Materials and methods: Literature was searched using Medline, Embase, and Cochrane Library from 1992 to February 2008. Only articles written in English were included in the study. The key words and mesh used were: temporomandibular disorders, mandibular dysfunction, children, adolescents. The inclusion criteria were: symptoms and signs of TMD, questionnaire, clinical protocol examination. Clinical studies as well as cross-sectional studies, longitudinal and epidemiological researches were considered. The articles reviewed were grouped according to the diagnostic procedure used.

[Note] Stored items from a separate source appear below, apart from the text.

PR #16456, opened 2026-01-05
Remove .forward for call to attention block

kimishpatel:
Summary: We have been explicitly calling forward method on attention block from transformer block. This prevents use from registering various hooks on the attention module. I found this out while trying to implement hook that records the input to the attention block.

Differential Revision: D90126170


JacobSzwejbka (approved):

JacobSzwejbka:
can you check that we dont do this with anything else like the kvcache

kimishpatel:
> can you check that we dont do this with anything else like the kvcache

Will do. I dont know why we did this with attention.

PR #16458, opened 2026-01-05
Add eps parameter to QAT quantization config functions

psiddh:
Summary:
D90093073 introduced an `eps` parameter to PTQ quantization config functions but missed adding it to the QAT equivalents (`get_8a8w_qnn_qat_config`, `get_16a4w_qnn_qat_config`, `get_qat_per_channel_quant_config`). This caused `test_qnn_backend_linear_qat` to fail because `ModuleQConfig.__post_init__` now passes `eps=self.eps` to all config functions, but the QAT functions didn't accept this parameter.

This change adds the `eps` parameter to these QAT config functions and properly applies it to all observers (activation, weight, and bias) to maintain consistency with the PTQ functions.

Reviewed By: SS-JIA

Differential Revision: D90123723

cc @cccclai @winskuo-quic @shewu-quic @haowhsu-quic @DannyYuyang-quic @cbilgin

### DIFF
--- a/backends/qualcomm/quantizer/qconfig.py
+++ b/backends/qualcomm/quantizer/qconfig.py
@@ -287,64 +287,6 @@ def get_16a8w_qnn_ptq_config(
     return quantization_config
 
 
-def get_16a8w_qnn_qat_config(
-    act_observer=MovingAverageMinMaxObserver, eps: float = None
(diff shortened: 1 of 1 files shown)


SS-JIA (approved):

PR #16461, opened 2026-01-05
Fix deprecated importlib.resources and exir.capture() API usage

mergennachin:
- Replace deprecated `read_binary()` with `files().joinpath().read_bytes()`
  in xnnpack_graph_serialize.py
- Replace deprecated `is_resource()` with `files().joinpath().is_file()`
  in _flatbuffer.py
- Replace deprecated `exir.capture()` with `torch.export.export()` + `to_edge()`
  in bilinear_2d.py

### DIFF
--- a/backends/xnnpack/partition/graphs/bilinear_2d.py
+++ b/backends/xnnpack/partition/graphs/bilinear_2d.py
@@ -7,10 +7,10 @@
 from functools import lru_cache
 from typing import Dict, List
 
-import executorch.exir as exir
 import torch
 
 from executorch.backends.xnnpack.utils.configs import get_xnnpack_edge_compile_config
+from executorch.exir import to_edge
 
 
 @lru_cache(maxsize=None)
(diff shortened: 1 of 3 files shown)


backends/xnnpack/partition/graphs/bilinear_2d.py
```diff
@@ -31,21 +31,19 @@ def forward(self, x):
...
-        for config in capture_configs:
-            for skip_dim_order_flag in [True, False]:
-                edge = exir.capture(
-                    bilinear2d(align_corners), sample_inputs, config
-                ).to_edge(
-                    config=get_xnnpack_edge_compile_config(
-                        skip_dim_order=skip_dim_order_flag
-                    )
-                )
-                _bilinear2d_graphs[edge.exported_program.graph_module] = align_corners
```
mergennachin, line 48: @tugsbayasgalan, @angelayi  - what's the correct one?

backends/xnnpack/partition/graphs/bilinear_2d.py
```diff
@@ -31,21 +31,19 @@ def forward(self, x):
 
     sample_inputs = (torch.randn(1, 3, 4, 4),)
     _bilinear2d_graphs = {}
-    capture_configs = [
```
GregoryComer, line 34: FYI I actually intend to remove this file as it's not currently used. I landed upstream changes in pytorch core a while back to prevent decomposition of bilinear2d, as it's a core aten op. I have an old PR to do this - https://github.com/pytorch/executorch/pull/8910 - I'll see if I can get it landed. Feel free to land these changes, though, if you get to it first.

JacobSzwejbka (approved):

backends/xnnpack/partition/graphs/bilinear_2d.py
JacobSzwejbka: enable_aot=True, _unlift=False is the one that should dispatch to torch.export under the hood.

PR #33, opened 2016-07-27
make width in input component follow parent component

ipam73:
Context:  Instead of hard-coding width, make width respect parent component width.
Changes:  Make width 100%, wrap docs w/parent div at 300px


osdiab:
LGTM! whitespace diff ftw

Results: Out of the 37 articles selected, the Helkimo Clinical Dysfunction Index was used in 6 studies (16.22%), the CMI Index in 1 (2.70%), the RCD/TMD in 9 (24.33%) and a clinical protocol examination in 21 (56.75%) articles.
Conclusion: The review of the literature shows that clinical examination protocols without reproducible items and a measurable and reproducible classification into diagnostic subgroups was the type of investigation used in most of the cases. This ended in a multitude of different results depending on the criteria used and the method of data collection. Such methodological problems should be acknowledged in studies relating to TMD in order to obtain a reliable diagnostic procedure.